• What you are asked to do:
Please write out exactly the lines of the data below from the line holding "Bug 2128002: Display" through the line holding "metalice, line 1: why", and leave out the rest.

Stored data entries
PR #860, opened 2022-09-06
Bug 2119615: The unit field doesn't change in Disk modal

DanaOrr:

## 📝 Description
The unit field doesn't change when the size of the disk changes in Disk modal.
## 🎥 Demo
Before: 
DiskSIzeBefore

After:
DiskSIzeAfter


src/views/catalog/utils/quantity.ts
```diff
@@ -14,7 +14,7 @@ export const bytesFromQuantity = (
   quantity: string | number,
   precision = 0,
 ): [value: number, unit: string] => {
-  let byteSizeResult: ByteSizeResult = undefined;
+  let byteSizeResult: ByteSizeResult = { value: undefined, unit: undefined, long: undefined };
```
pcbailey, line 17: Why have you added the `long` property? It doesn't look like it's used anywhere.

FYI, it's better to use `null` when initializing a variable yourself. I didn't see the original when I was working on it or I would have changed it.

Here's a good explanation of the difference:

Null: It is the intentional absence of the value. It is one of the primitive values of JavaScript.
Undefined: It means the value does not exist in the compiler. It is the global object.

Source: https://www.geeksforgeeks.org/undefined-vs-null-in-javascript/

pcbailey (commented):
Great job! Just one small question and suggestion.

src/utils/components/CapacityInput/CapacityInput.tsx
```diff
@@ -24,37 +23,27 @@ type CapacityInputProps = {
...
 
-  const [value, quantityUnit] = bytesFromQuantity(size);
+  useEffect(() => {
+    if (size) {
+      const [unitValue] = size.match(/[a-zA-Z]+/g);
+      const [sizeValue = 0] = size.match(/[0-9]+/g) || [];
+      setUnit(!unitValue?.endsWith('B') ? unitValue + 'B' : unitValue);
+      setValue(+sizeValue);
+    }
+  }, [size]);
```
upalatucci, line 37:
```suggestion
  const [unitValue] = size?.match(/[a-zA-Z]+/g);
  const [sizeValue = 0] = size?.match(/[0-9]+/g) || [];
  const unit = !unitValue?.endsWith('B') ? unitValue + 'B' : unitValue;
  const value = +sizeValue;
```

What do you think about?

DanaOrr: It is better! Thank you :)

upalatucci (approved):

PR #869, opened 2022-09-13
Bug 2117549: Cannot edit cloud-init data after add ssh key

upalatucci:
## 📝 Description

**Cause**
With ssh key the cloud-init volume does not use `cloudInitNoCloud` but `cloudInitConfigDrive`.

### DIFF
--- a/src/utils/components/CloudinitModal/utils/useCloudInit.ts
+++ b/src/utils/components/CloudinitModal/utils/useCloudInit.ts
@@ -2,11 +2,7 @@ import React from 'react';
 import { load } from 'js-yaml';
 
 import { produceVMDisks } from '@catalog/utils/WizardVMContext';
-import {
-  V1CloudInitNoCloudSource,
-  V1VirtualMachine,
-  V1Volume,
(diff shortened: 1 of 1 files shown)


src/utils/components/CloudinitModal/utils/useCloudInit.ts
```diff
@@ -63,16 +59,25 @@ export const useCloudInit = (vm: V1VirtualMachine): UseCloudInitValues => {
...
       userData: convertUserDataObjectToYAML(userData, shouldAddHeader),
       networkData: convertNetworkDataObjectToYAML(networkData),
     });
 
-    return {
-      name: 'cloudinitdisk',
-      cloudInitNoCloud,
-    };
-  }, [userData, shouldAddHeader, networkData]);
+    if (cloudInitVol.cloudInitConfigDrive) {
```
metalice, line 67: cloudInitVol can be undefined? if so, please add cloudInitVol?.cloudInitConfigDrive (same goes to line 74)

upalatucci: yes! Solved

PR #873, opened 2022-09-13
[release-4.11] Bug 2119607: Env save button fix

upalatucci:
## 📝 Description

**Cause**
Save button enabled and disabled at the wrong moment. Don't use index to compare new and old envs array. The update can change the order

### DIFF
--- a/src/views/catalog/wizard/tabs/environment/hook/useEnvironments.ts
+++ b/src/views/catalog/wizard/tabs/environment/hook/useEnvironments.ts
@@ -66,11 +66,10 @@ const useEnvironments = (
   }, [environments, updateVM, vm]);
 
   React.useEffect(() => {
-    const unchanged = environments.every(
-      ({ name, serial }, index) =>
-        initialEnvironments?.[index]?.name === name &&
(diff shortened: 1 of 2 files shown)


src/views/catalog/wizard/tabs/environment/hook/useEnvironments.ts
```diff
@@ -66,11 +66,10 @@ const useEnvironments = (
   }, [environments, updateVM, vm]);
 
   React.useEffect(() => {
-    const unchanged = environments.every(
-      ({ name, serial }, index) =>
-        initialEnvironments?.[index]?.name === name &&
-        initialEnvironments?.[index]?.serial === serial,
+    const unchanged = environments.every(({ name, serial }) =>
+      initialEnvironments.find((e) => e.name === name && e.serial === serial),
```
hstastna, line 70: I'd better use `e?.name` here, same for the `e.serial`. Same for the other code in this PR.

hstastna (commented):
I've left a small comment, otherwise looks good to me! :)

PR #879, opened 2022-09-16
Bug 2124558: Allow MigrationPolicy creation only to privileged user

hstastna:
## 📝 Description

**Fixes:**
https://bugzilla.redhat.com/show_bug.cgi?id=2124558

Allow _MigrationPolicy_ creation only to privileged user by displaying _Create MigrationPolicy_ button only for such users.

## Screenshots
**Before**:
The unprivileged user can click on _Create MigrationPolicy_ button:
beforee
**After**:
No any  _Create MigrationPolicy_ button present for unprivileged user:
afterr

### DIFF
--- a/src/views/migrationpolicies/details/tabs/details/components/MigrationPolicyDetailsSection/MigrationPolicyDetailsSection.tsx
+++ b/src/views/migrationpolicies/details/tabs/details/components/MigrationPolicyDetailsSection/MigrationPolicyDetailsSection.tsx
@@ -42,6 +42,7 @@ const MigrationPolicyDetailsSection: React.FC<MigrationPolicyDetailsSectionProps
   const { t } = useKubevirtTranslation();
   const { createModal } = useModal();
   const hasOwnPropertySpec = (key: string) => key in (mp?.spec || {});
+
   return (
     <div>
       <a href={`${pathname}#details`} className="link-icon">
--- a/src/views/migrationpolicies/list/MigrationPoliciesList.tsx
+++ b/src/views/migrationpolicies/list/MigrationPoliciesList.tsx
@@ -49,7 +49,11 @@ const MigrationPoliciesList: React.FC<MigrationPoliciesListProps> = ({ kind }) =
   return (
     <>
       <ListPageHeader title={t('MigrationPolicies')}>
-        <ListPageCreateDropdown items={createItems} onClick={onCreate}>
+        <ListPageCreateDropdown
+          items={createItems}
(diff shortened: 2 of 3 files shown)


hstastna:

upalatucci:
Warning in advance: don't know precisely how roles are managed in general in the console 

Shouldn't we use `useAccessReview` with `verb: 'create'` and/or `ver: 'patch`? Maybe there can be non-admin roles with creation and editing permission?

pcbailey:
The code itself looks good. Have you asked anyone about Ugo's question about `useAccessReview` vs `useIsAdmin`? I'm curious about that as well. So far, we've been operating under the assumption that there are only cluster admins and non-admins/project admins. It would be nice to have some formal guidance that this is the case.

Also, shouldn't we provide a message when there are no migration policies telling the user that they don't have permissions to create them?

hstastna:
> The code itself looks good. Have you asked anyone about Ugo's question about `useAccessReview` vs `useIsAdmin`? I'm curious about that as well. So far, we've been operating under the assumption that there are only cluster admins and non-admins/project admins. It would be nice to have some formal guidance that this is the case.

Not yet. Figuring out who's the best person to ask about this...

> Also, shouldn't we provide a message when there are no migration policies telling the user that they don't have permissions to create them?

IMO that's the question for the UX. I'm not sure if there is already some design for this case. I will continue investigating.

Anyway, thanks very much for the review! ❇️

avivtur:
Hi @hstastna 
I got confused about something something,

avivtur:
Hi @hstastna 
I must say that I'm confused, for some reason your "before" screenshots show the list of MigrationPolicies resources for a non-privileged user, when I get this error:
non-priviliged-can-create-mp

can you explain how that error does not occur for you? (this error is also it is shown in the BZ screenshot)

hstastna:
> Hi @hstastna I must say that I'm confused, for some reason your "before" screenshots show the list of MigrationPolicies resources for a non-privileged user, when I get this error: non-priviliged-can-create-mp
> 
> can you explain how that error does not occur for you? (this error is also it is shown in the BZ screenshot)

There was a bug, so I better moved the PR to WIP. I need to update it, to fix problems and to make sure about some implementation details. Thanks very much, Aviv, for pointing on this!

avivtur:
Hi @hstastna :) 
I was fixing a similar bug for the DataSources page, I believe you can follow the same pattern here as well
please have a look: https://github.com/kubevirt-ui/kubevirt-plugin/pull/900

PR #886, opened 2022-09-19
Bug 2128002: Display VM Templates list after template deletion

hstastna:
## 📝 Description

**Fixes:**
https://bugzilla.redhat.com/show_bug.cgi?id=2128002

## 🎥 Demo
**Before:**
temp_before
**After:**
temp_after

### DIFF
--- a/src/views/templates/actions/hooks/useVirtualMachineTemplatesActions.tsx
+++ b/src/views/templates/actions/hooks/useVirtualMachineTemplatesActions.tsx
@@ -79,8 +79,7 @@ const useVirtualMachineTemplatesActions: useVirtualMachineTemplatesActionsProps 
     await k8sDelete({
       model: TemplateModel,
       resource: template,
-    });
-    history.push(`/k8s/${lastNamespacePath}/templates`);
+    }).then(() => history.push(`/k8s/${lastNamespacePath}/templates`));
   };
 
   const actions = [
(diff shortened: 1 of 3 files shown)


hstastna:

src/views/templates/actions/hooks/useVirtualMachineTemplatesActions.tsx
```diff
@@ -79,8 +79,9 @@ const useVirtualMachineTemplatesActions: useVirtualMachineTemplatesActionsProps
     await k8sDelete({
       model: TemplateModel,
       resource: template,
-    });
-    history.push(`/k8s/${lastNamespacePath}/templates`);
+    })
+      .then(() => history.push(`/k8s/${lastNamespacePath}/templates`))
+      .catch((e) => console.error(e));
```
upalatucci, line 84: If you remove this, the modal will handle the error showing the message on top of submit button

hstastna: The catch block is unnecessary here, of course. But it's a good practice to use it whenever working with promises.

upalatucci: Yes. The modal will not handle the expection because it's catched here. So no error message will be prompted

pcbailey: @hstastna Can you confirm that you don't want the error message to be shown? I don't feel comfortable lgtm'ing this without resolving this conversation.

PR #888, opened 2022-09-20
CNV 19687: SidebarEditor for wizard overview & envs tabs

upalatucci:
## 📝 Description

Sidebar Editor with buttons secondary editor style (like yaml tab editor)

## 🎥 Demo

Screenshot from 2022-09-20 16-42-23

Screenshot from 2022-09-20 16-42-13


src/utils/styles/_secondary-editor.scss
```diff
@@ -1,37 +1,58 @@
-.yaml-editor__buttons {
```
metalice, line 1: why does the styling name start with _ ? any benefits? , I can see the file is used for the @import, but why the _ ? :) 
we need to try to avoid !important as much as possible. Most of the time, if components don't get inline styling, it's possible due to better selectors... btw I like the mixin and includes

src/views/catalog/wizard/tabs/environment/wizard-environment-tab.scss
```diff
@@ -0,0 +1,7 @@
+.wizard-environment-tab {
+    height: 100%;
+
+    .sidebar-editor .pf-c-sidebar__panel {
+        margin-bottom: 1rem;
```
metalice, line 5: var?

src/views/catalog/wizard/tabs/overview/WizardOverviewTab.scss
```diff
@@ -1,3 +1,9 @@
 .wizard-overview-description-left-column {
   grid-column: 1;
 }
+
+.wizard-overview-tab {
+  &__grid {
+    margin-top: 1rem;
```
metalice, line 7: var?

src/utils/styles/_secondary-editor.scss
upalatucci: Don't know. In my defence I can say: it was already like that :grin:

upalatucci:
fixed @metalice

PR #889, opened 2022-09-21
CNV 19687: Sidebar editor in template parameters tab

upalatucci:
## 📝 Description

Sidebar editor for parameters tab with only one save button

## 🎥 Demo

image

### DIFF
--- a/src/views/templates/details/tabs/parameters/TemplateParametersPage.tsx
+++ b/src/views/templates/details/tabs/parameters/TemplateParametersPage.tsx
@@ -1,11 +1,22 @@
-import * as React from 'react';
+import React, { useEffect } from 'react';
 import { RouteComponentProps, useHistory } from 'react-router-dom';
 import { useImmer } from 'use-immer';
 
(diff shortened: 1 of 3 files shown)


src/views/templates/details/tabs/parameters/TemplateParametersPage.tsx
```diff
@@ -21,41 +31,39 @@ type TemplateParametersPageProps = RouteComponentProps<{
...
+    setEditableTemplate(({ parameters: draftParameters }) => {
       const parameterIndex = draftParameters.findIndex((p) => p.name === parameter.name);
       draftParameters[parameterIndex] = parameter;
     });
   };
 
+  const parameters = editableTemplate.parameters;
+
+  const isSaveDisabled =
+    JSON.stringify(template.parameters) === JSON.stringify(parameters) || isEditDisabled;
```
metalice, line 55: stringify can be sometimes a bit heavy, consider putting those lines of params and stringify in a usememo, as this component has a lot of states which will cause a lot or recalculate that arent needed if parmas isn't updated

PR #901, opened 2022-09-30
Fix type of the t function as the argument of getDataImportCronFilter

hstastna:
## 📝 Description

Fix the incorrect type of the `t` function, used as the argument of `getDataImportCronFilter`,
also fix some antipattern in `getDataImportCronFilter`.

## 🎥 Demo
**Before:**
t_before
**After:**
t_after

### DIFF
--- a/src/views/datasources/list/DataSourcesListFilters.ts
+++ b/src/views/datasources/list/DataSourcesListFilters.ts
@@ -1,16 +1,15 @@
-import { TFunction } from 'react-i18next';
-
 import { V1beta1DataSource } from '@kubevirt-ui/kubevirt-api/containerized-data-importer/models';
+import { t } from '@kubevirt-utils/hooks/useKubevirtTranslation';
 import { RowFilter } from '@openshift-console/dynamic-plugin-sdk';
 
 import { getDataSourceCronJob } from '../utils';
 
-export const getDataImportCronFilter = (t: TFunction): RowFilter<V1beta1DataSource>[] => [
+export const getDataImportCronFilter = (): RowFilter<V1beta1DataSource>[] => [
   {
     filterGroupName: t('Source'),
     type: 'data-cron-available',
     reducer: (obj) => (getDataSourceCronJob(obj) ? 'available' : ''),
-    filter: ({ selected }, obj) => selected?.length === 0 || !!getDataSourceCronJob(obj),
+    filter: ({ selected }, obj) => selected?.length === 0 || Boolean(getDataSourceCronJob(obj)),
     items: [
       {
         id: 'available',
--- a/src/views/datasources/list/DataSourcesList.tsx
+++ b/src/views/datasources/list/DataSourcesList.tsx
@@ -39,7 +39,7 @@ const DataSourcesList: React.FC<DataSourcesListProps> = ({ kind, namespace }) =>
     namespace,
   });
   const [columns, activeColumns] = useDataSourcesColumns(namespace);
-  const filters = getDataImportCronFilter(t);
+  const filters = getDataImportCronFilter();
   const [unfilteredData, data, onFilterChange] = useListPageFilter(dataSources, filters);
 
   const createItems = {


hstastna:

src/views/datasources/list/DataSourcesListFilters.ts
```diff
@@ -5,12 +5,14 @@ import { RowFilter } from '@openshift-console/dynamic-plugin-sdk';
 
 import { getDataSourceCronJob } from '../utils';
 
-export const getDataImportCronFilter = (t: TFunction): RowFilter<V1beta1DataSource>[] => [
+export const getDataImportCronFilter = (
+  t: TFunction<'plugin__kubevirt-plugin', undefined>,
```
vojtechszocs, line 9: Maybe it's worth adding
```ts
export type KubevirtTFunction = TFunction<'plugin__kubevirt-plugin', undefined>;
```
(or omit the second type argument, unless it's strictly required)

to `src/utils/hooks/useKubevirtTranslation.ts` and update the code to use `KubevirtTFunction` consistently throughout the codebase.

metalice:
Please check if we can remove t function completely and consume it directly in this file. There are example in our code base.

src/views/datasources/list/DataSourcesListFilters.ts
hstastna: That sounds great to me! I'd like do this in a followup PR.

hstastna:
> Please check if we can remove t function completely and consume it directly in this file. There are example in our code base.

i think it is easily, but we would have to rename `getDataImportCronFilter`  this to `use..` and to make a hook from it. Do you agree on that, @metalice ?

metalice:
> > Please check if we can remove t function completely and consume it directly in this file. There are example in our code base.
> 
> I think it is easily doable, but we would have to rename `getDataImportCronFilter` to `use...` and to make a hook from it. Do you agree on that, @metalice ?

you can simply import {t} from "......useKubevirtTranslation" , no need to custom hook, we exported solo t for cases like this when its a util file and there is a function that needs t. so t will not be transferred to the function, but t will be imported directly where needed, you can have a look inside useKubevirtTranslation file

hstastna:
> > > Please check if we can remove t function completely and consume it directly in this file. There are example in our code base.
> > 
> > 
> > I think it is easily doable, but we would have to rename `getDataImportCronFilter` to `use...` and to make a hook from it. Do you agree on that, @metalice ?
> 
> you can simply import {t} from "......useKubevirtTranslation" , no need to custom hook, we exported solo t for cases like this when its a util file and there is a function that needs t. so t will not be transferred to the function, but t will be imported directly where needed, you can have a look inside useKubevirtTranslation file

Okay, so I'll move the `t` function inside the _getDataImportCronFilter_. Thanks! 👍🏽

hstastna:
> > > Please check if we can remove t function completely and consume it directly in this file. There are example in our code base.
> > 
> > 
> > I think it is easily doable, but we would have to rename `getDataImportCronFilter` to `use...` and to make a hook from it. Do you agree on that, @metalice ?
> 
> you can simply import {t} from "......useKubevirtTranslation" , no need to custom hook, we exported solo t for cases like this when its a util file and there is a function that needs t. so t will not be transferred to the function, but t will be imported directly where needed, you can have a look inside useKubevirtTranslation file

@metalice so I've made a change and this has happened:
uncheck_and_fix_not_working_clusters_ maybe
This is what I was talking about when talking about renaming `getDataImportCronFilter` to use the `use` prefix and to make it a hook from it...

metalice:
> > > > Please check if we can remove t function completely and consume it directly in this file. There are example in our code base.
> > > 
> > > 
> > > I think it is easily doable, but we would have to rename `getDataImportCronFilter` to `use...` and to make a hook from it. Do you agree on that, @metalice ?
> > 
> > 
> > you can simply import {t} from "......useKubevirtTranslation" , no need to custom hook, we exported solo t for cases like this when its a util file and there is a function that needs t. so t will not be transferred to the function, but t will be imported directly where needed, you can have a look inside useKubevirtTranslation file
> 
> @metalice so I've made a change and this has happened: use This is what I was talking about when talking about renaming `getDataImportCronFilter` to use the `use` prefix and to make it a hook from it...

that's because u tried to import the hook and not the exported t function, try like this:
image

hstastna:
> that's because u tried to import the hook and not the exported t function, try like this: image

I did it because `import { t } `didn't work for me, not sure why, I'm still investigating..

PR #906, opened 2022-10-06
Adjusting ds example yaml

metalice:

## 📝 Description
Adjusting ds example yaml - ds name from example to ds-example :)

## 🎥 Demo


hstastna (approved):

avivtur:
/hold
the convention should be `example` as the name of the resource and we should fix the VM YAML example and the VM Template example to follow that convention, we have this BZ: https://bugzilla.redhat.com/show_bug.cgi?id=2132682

• Expected answer:
Bug 2128002: Display VM Templates list after template deletion

hstastna:
## 📝 Description

**Fixes:**
https://bugzilla.redhat.com/show_bug.cgi?id=2128002

## 🎥 Demo
**Before:**
temp_before
**After:**
temp_after

### DIFF
--- a/src/views/templates/actions/hooks/useVirtualMachineTemplatesActions.tsx
+++ b/src/views/templates/actions/hooks/useVirtualMachineTemplatesActions.tsx
@@ -79,8 +79,7 @@ const useVirtualMachineTemplatesActions: useVirtualMachineTemplatesActionsProps 
     await k8sDelete({
       model: TemplateModel,
       resource: template,
-    });
-    history.push(`/k8s/${lastNamespacePath}/templates`);
+    }).then(() => history.push(`/k8s/${lastNamespacePath}/templates`));
   };
 
   const actions = [
(diff shortened: 1 of 3 files shown)


hstastna:

src/views/templates/actions/hooks/useVirtualMachineTemplatesActions.tsx
```diff
@@ -79,8 +79,9 @@ const useVirtualMachineTemplatesActions: useVirtualMachineTemplatesActionsProps
     await k8sDelete({
       model: TemplateModel,
       resource: template,
-    });
-    history.push(`/k8s/${lastNamespacePath}/templates`);
+    })
+      .then(() => history.push(`/k8s/${lastNamespacePath}/templates`))
+      .catch((e) => console.error(e));
```
upalatucci, line 84: If you remove this, the modal will handle the error showing the message on top of submit button

hstastna: The catch block is unnecessary here, of course. But it's a good practice to use it whenever working with promises.

upalatucci: Yes. The modal will not handle the expection because it's catched here. So no error message will be prompted

pcbailey: @hstastna Can you confirm that you don't want the error message to be shown? I don't feel comfortable lgtm'ing this without resolving this conversation.

PR #888, opened 2022-09-20
CNV 19687: SidebarEditor for wizard overview & envs tabs

upalatucci:
## 📝 Description

Sidebar Editor with buttons secondary editor style (like yaml tab editor)

## 🎥 Demo

Screenshot from 2022-09-20 16-42-23

Screenshot from 2022-09-20 16-42-13


src/utils/styles/_secondary-editor.scss
```diff
@@ -1,37 +1,58 @@
-.yaml-editor__buttons {
```
metalice, line 1: why does the styling name start with _ ? any benefits? , I can see the file is used for the @import, but why the _ ? :) 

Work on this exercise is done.